§ **WHAT YOU NEED TO DO**
Where the records below show a line containing "2) counter bellow", start copying; end with the line containing "For example, on", and copy it too.

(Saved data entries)

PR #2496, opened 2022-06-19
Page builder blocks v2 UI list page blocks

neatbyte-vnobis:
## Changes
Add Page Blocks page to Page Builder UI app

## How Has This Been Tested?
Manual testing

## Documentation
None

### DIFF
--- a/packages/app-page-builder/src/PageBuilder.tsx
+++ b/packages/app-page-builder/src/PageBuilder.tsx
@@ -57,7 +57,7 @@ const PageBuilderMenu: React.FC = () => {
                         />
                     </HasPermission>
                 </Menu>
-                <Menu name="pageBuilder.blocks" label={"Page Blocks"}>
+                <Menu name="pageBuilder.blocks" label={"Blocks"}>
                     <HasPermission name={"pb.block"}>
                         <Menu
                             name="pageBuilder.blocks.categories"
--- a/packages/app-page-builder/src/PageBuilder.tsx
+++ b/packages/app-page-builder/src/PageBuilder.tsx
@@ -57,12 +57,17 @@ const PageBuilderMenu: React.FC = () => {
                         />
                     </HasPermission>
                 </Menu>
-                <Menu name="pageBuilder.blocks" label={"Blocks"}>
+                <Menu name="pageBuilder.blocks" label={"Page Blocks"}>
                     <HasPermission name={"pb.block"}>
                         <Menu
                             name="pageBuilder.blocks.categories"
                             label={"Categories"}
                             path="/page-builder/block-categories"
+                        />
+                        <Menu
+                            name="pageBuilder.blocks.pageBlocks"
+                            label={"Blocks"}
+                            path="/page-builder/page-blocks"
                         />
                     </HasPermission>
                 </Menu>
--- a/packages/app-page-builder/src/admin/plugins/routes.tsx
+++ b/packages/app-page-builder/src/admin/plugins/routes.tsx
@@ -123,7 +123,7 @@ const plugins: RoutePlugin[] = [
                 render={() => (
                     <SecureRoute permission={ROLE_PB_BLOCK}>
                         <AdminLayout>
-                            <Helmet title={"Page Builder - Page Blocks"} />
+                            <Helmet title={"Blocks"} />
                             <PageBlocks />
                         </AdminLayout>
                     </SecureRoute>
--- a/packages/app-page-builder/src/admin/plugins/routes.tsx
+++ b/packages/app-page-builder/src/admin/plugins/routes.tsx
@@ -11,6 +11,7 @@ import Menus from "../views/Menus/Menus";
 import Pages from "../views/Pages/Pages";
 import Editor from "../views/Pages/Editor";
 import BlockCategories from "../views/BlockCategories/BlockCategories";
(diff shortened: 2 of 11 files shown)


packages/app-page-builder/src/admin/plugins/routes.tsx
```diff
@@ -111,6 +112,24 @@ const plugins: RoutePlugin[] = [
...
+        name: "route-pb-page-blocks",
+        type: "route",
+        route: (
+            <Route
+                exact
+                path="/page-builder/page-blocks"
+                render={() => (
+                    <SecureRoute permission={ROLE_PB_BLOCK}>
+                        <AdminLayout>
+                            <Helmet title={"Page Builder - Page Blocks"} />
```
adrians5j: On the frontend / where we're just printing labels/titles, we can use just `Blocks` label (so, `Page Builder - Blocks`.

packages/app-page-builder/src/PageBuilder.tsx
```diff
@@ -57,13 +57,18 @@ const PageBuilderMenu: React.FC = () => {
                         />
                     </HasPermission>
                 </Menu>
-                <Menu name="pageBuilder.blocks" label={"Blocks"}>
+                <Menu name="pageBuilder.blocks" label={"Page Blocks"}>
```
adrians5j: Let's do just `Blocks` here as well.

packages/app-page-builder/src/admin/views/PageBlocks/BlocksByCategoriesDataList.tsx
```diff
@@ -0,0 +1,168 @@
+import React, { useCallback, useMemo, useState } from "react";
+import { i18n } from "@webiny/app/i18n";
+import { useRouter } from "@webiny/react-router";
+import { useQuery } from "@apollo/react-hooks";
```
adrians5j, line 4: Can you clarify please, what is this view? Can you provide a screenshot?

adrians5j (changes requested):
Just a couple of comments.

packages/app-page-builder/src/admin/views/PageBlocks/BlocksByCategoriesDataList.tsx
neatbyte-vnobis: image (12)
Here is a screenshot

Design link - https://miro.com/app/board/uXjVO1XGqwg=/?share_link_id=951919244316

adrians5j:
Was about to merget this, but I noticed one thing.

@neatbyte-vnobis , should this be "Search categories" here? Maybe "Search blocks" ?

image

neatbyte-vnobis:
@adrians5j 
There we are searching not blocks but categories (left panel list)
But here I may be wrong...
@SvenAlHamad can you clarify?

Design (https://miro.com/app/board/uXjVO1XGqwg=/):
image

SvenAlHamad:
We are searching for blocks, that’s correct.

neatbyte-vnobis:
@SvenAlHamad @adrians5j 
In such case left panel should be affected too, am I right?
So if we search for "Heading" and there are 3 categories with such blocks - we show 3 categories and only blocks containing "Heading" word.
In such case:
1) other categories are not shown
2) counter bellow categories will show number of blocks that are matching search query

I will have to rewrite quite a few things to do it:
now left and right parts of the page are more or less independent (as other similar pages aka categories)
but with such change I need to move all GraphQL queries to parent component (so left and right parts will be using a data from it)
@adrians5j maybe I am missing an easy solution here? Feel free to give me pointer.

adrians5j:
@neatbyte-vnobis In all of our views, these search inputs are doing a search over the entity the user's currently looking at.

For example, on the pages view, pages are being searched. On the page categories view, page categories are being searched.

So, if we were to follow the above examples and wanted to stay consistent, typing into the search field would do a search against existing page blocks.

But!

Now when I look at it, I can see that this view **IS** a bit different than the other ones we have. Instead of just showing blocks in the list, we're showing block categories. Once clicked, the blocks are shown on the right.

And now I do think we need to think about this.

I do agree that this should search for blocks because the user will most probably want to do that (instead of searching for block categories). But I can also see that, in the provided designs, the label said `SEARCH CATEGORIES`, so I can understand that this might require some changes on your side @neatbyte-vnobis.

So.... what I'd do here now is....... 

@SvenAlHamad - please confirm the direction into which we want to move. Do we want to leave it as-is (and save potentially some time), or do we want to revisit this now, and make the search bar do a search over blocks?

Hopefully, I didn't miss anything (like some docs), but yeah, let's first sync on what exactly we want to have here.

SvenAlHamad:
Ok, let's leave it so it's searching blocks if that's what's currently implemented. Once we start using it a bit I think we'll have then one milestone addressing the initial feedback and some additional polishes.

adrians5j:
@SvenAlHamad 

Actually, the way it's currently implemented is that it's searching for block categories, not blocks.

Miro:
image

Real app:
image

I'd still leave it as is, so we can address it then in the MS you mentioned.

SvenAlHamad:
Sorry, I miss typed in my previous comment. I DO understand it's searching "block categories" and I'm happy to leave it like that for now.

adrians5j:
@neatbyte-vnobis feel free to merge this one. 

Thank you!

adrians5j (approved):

§ **EXERCISE ANSWER**
2) counter bellow categories will show number of blocks that are matching search query

I will have to rewrite quite a few things to do it:
now left and right parts of the page are more or less independent (as other similar pages aka categories)
but with such change I need to move all GraphQL queries to parent component (so left and right parts will be using a data from it)
@adrians5j maybe I am missing an easy solution here? Feel free to give me pointer.

adrians5j:
@neatbyte-vnobis In all of our views, these search inputs are doing a search over the entity the user's currently looking at.

For example, on the pages view, pages are being searched. On the page categories view, page categories are being searched.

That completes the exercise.